Issue #13507, opened 2018-09-29
Error message in various places when invalid parameters are used


mattab:
as seen on production many times:

## first error message (more below)
Argument 1 passed to Piwik\\Plugins\\UsersManager\\Model::getUsers() must be of the type array, null given, called in /plugins\/UsersManager\/API.php on line 351

URL: index.php?module=API&method=UsersManager.getUsers&format=Tsv&token_auth=XYZANONYMIZED&translateColumnNames=1&userLogins[]=&userLogins[]=

mattab:
### And this second one

Error: {"message":"Argument 1 passed to Piwik\\Period::__construct() must be an instance of Piwik\\Date, array given, called in \/core\/Period\/Factory.php on line 91","file":"\///core\/Period.php","line":61}


URL: index.php?date[$acunetix]=1&format=rss&idSite=1&method=Transitions.getTransitionsForPageUrl&module=API&pageUrl=http://forum.piwik.org/&period=day&token_auth=XYZANONYMIZED&translateColumnNames=1

mattab:
## And this third one

Error: {"message":"Argument 1 passed to Piwik\\Period::__construct() must be an instance of Piwik\\Date, array given, called in \/core\/Period\/Factory.php on line 91","file":"\/core\/Period.php","line":61}


URL: index.php?date[]=yesterday&format=Tsv&idSite=1&method=Overlay.getFollowingPages&module=API&period=day&token_auth=XYZANONYMIZED&translateColumnNames=1&url=http://forum.piwik.org/

mattab:
## And this fourth one:


Error: {"message":"Call to undefined method Piwik\\DataTable\\Map::getRowFromLabel()","file":"\/homewww\/*.innocraft.cloud\/plugins\/UserCountry\/API.php","line":45}


URL: index.php?module=API&method=API.getRowEvolution&idSite=1%2c%201%2c%202%2c%203)%3bdeclare%20@q%20varchar(99)%3bset%20@q%3d'%5c%.irtree%20@q%3b--%20&period=day&date=last10&apiModule=UserCountry&apiAction=getCountry&legendAppendMetric=1&labelUseAbsoluteUrl=1&format=rss&token_auth=XYZANONYMIZED&translateColumnNames=1

mattab:
## And this fifth one

[...]

PR #13511, opened 2018-09-30
Fix various notices caused by invalid parameter values

sgiehl:
refs #13507


plugins/API/API.php
```diff
@@ -449,6 +449,10 @@ public function get($idSite, $period, $date, $segment = false, $columns = false)
      */
     public function getRowEvolution($idSite, $period, $date, $apiModule, $apiAction, $label = false, $segment = false, $column = false, $language = false, $idGoal = false, $legendAppendMetric = true, $labelUseAbsoluteUrl = true, $idDimension = false)
     {
+        // check if site exists
+        $idSite = (int) $idSite;
+        $site = new Site($idSite);
```
diosmosis: I'm not sure if this is **really** an issue, but someone could check if a site exists by querying this method.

────

WORK REQUEST ▸
Please copy, exactly as written, every line in the listing above from the line with "as seen on production" up to and including the line with "### And this second one".

REPLY ▸
as seen on production many times:

## first error message (more below)
Argument 1 passed to Piwik\\Plugins\\UsersManager\\Model::getUsers() must be of the type array, null given, called in /plugins\/UsersManager\/API.php on line 351

URL: index.php?module=API&method=UsersManager.getUsers&format=Tsv&token_auth=XYZANONYMIZED&translateColumnNames=1&userLogins[]=&userLogins[]=

mattab:
### And this second one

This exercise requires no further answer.